_MATERIAL TO PROCESS:_
┌──

PR #1961, opened 2021-11-30
Rust UI: loaders, hold to confirm, pagination for model T

mmilata:
Followup of #1960.

### DIFF
--- a/core/embed/rust/src/ui/model_tt/component/loader.rs
+++ b/core/embed/rust/src/ui/model_tt/component/loader.rs
@@ -67,8 +67,12 @@ impl Loader {
     pub fn progress(&self, now: Instant) -> Option<u16> {
         match &self.state {
             State::Initial => None,
-            State::Growing(animation) | State::Shrinking(animation) => Some(animation.value(now)),
+            State::Growing(anim) | State::Shrinking(anim) => Some(anim.value(now)),
         }
+    }
+
+    pub fn is_started(&self) -> bool {
+        matches!(self.state, State::Growing(_) | State::Shrinking(_))
     }
 
     pub fn is_finished(&self, now: Instant) -> bool {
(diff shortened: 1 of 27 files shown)


mmilata (commented):
Looks good, lots of stuff we're gonna need. Loader works smoothly. I propose to merge this after #1960, bugs will probably be found & fixed when we write some layouts using these components. Also let's change `chore` in commit messages to `fix`/`feat`, iirc chores are meant to have no source code changes.

Things I'd like to work on based on this PR:
- decouple `Paginated` from TT - factor out theme, write `Page` component for T1
- `impl Paginate for Paragraphs`

core/embed/rust/src/ui/model_tt/component/loader.rs
```diff
@@ -0,0 +1,201 @@
...
+                    ctx.request_anim_frame();
+                }
+            }
+        }
+        None
+    }
+
+    fn paint(&mut self) {
+        // TODO: Should we paint based on the time in `Self::event`, or based on the
+        // current instant?
```
matejcik, line 137: current instant seems significantly more appropriate (time between generating the event and receiving it goes away)
also currently events don't propagate time, no?

matejcik:
LGTM except the two comments

matejcik:
squashed & rebased onto master (with #1960 merged)

I had to re-add `Mul<f32> for Duration`, at least now I know why it's safe, and added explanation in comments: 9c2387a

core/src/trezor/loop.py
```diff
@@ -558,3 +558,16 @@ def is_running(self) -> bool:
...
+
+    def __init__(self) -> None:
+        self.task: Task | None = None
+
+    def handle(self, task: Task) -> None:
+        self.task = task
+
+    def schedule(self, deadline: int, value: Any) -> None:
+        if self.task is not None:
+            schedule(self.task, value)
```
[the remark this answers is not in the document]
matejcik: 77804024

core/embed/rust/src/ui/model_tt/component/loader.rs
matejcik: 67a4dc37

Issue #1944, opened 2021-11-25
Implement ownership proofs for Taproot


andrewkozlik:
Implement support for Taproot scripts and Schnorr signatures in `GetOwnershipProof` and in `verify_nonownership()` in trezor-core only. Needed for CoinJoin.

andrewkozlik:
Implemented in https://github.com/trezor/trezor-firmware/pull/1965.

PR #1965, opened 2021-12-01
Ownership proofs for Taproot

andrewkozlik:
Implements https://github.com/trezor/trezor-firmware/issues/1944.

For key path spending the implementation is straightforward and I think the SLIP-0019 specification does not need any modification, except for adding a test vector (https://github.com/satoshilabs/slips/pull/1206). I considered changing SLIP-0019 to use the tagged hash for the sighash computation in case of Taproot, but I see no reason to do so. For script path spending, which we do not support yet in Trezor, we might need to consider adding `ext_flag` to the `flags` byte in the proof body and append the tapscript message extension to the sighash computation in SLIP-0019. However, I am not sure yet whether this change will be necessary. Anyway, this PR adds ownership proof support for Taproot key path spending and some tests, most importantly a transaction with an external Taproot input that has an ownership proof.


prusnak (approved):

tests/tx_cache.py
```diff
@@ -107,7 +107,9 @@ def cli(tx, coin_name):
 
     click.echo(f"Fetching from {tx_url}...")
     try:
-        tx_src = requests.get(tx_url).json(parse_float=Decimal)
+        tx_src = requests.get(tx_url, headers={"user-agent": "x"}).json(
```
onvej-sl, line 110: Would you add a short comment on why this is necessary? Something like blockbook servers refuses requests with empty user agent.

prusnak (approved):

tests/tx_cache.py
andrewkozlik: https://github.com/trezor/trezor-firmware/pull/1965/commits/ca7ff4cdf4518ab201b943cddee527ee74779cb1

onvej-sl (approved):

bosomt:
@andrewkozlik any tests needed by QA ?

andrewkozlik:
> @andrewkozlik any tests needed by QA ?

Thanks, no QA needed for this PR.

PR #1449, opened 2021-02-04
python: Allow overriding some Trezor specific things

achow101:
When working with Trezor clones, it is useful to use trezorlib over their forks of the library. As such, we need to be able to specify alternative vendors, minimum firmware versions, and alternative message classes to use for those devices. This PR adds attributes to `TrezorClient` that allow a caller to override those things.

Specifically, `msg_type_to_class_override` is a map of wire types to message classes. When decoding a message, the wire type is looked up in this message first before falling back to the default Trezor messages. `vendors` is added for the vendors check. This defaults to the `VENDORS` tuple, but can be overridden with another tuple by the caller. Lastly `minimum_versions` replaces `MINIMUM_FIRMWARE_VERSION` in the `is_outdated` check. This defaults to `MINIMUM_FIRMWARE_VERSION` but can be overridden by the caller.

PR #1448, opened 2021-02-04
python: Allow specifying USB ids in HID and WebUsb enumerate

achow101:
When working with Trezor clones, it's useful to be able to use trezorlib instead of the fork of it that those clones made. As such, it is necessary to allow `HidTransport` and `WebUsbTransport` be able to enumerate them. To allow this, I've added an optional `usb_ids` parameter to their `enumerate` method. By default, this use the Trezor USB IDs. However callers can specify alternative IDs to use, or alternatively, `None` can be provided to enumerate any and all usb devices.

PR #1442, opened 2021-02-02
python: Raise ValueError for non-existant tx hashes

achow101:
If the device asks for a tx_hash which is not present in prev_txes,
raise a ValueError with some more detailed messaging about the missing
hash rather than the default dictionary lookup failure of KeyError.

PR #1967, opened 2021-12-02
Assorted trezorlib improvements

matejcik:
Includes #1442 and changes that implement #1448 and #1449. @achow101 please take a look.

In addition, a firmware upload progress bar for trezorctl is also here.

TODO: add changelog entry for 49f2e69

### DIFF
--- a/python/src/trezorlib/transport/hid.py
+++ b/python/src/trezorlib/transport/hid.py
@@ -1,6 +1,6 @@
 # This file is part of the Trezor project.
 #
-# Copyright (C) 2012-2019 SatoshiLabs and contributors
+# Copyright (C) 2012-2022 SatoshiLabs and contributors
 #
 # This library is free software: you can redistribute it and/or modify
 # it under the terms of the GNU Lesser General Public License version 3
--- a/python/src/trezorlib/transport/hid.py
+++ b/python/src/trezorlib/transport/hid.py
@@ -17,10 +17,11 @@
 import logging
 import sys
 import time
-from typing import Any, Dict, Iterable, List
+from typing import Any, Dict, Iterable, List, Optional
 
 from ..log import DUMP_PACKETS
-from . import DEV_TREZOR1, UDEV_RULES_STR, TransportException
+from ..models import TREZOR_ONE, TrezorModel
+from . import UDEV_RULES_STR, TransportException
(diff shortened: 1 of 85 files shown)


python/src/trezorlib/transport/hid.py
```diff
@@ -132,11 +133,17 @@ def get_path(self) -> str:
         return f"{self.PATH_PREFIX}:{self.device['path'].decode()}"
 
     @classmethod
-    def enumerate(cls, debug: bool = False) -> Iterable["HidTransport"]:
+    def enumerate(
+        cls, models: Optional[Iterable["TrezorModel"]] = None, debug: bool = False
```
prusnak, line 137: Isn't it better to use the following?
```suggestion
        cls, models: Iterable["TrezorModel"] = {TREZOR_ONE}, debug: bool = False
```
and drop the `if models is None: models = ...` below?

python/src/trezorlib/transport/webusb.py
```diff
@@ -114,15 +115,21 @@ def get_path(self) -> str:
         return f"{self.PATH_PREFIX}:{dev_to_str(self.device)}"
 
     @classmethod
-    def enumerate(cls, usb_reset: bool = False) -> Iterable["WebUsbTransport"]:
+    def enumerate(
+        cls, models: Optional[Iterable["TrezorModel"]] = None, usb_reset: bool = False
```
prusnak, line 119: Isn't it better to use the following?
```suggestion
        cls, models: Iterable["TrezorModel"] = TREZORS, usb_reset: bool = False
```
and drop the `if models is None: models = ...` below?

python/src/trezorlib/transport/hid.py
matejcik: The problem with this is that passthrough from `trezorlib.transport.enumerate()` will not work. The general `enumerate()` method doesn't know which models are appropriate for the specific transports, so it will pass in `None`.

prusnak: Okay, thanks

python/src/trezorlib/transport/webusb.py
prusnak: Same as above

└──

_ASSIGNED TASK:_ Bring together all lines from the listing that contain the word "appropriate".

_YOUR RESPONSE:_
matejcik, line 137: current instant seems significantly more appropriate (time between generating the event and receiving it goes away)
matejcik: The problem with this is that passthrough from `trezorlib.transport.enumerate()` will not work. The general `enumerate()` method doesn't know which models are appropriate for the specific transports, so it will pass in `None`.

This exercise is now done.